As a further reminder, when President Tsai brings down the gavel during Policy Coordination Conference meetings, she should consider just how much the Executive Yuan, the Legislative Yuan, and the public are willing to swallow. Otherwise, when decisions are made at breakneck speed, one after the other, the government's recklessness may lead to unimaginable consequences.
中央決策失速暴衝,豈可逼人民硬吞
2016-11-17 聯合報
日本核災食品解禁議題延燒,除了十場公聽會變成民眾抗爭現場,十多個跨藍綠縣市也紛紛表態,要以修改自治條例的方式「自救」,擋住核災食品。
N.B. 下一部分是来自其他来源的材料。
PR #1301, opened 2024-09-14
feat: disabling authentication for local testing

zeyaddeeb:
I just want to see if you guys are open to this. I wanted to test locally and auth is sometimes not required

## ✅ Checklist

---

## Testing

---

## Changelog

---

## Screenshots

_[Screenshots]_

💯

### DIFF
--- a/.env.example
+++ b/.env.example
@@ -13,6 +13,7 @@ APP_ORIGIN=http://localhost:3030
 ELECTRIC_ORIGIN=http://localhost:3060
 NODE_ENV=development
 V3_ENABLED=true
+AUTH_DISABLED=true
 
 # Redis is used for the v3 queuing and v2 concurrency control
 REDIS_HOST="localhost"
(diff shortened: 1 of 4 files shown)


matt-aitken:
@zeyaddeeb when you're developing locally you can sign in with any email address using magic link and it doesn't require confirmation. It instantly logs you in. This is based on NODE_ENV being "development": https://github.com/triggerdotdev/trigger.dev/blob/c1690bd1ae1df93def377265c917bddec2665551/apps/webapp/app/services/email.server.ts#L36

I think this achieves the same as what you want but also allows you to have many accounts which is really useful during development.

zeyaddeeb:
I wanted to kill auth all together, any ideas?

matt-aitken:
This approach alone won't work because you need the user to actually exist in the database for everything else to work.

I'm still not clear exactly on the use case for this given when running locally magic link just auto-logs you in without needing verification.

儘管昨天民進黨強迫綠營四縣市長發表聲明,強調他們並未與中央不同調;但是,摀得住首長嘴巴,不意味改變得了民眾心意,蔡政府在此事恐怕無法一意孤行。
政府開放日本核災食品的決策,之所以會演成遍地烽火的景象,追根究柢,原因有三:一是事前的行政準備不足,農委會和衛福部均未提出具說服力的數據和說明;二是事後的社會溝通草率,三天十場臨時公聽會純屬應付了事,毫無誠意可言;三是決策由上而下、由外而內倉促下達,各部門因應不及,才會有「等因奉此」的潦草官僚應對;這尤其是關鍵因素。
若問:誰該為核災食品開放的草率決策負責?其答案,絕對不是外交部長李大維,當然更不會是自稱受辱而要辭官的農委會處長陳俊言;而是負責中日談判的國安高層和台日關係代表人物,當然也包括蔡總統本人。不論解禁日本核食換取「宋安會」的傳聞是否屬實,從整個決策操作的跳躍和倉促看,政府為外交在食安上作出這麼大的讓步,卻缺乏透明的程序及謙卑的溝通,人民如何吞得下去?
對於公聽會遇挫,林全內閣宣示的應變之道有二:一是增加公聽會場次,使民眾意見能充分表達;二是查辦「黑衣人」,防止民眾和公務員受到暴力威脅。這兩項作法,當然有助於政策的再說明,但就化解民眾的疑慮而言,卻未必有效。原因是,行政部門一開始提出來的解禁說明,不僅疏漏重重,還以「竹篙接菜刀」的手法,將核區及非核區食品的檢驗結果混為一談。這點,一經專家戳破,民眾的信任即難再重拾。何況,以現有政府的食品查驗人力,若要說足以勝任這樣嚴酷的挑戰,恐怕是誇大之詞,難獲信賴。
無獨有偶,以核災食品公聽會的難產,對照昨天立法院勞基法修法公聽會的火爆景象,其實有相同的脈絡可尋,殊難一舉歸咎「在野黨杯葛」或「黑衣人鬧場」。兩個截然不同的事件,分別有勞團、社運和民眾的自發參與,其主要原因,就是民眾和社運團體都不相信這些公聽會是為「傾聽民意」而開,而認為政府只是為了「搪塞民意」;無論民眾說什麼,政府都心意已決,不可能再調整作法。
民眾認為政府公聽會「虛應化」、「形式化」,並非無的放矢;這從近期蔡政府的重大決策都「由上而下」拍板交付,即可見一斑。尤其,在「執政決策協調會議」召開之後,總統為求各項政策的有效推動,每周均拍板定奪爭議多時的大政;表面看似果斷,但這樣黨政巨頭的大拜拜中,許多決策所必需的討論和溝通便會被省略,從而忽略掉重要的決策方向及執行細節。在這種情況下,總統拍板得越快,行政、立法部門乃至地方機構的消化能力就越發應接不暇。試想,如果連政府跨部門間的溝通協調都不順暢,不成熟的政策,又要叫民眾如何生吞活剝下去?
藍綠縣市首長之所以膽敢聯手圍堵日本核災食品,是自恃有各地廣大民意當靠山;勞團之所以在立法院猛烈衝撞勞基法修法,則是自認遭蔡政府「背叛」,且清楚蔡總統心中對他們有塊「柔軟」的部分。進一步看,兩個議題也都有清楚印有蔡英文及民進黨未信守的許諾:主張「非核家園」的總統竟開放疑慮未廓清的核災食品,支持勞團的民進黨在作法上跟國民黨並無二致,要如何維繫人民的信任?
更必須提醒的是,當蔡總統在決策協調會上不斷拍板裁奪大政,她恐須想想行政、立法部門的執行能力及人民的消化胃納。否則,當決策不斷超速、失速,暴衝的就是整個政府,可能帶來不堪設想的後果。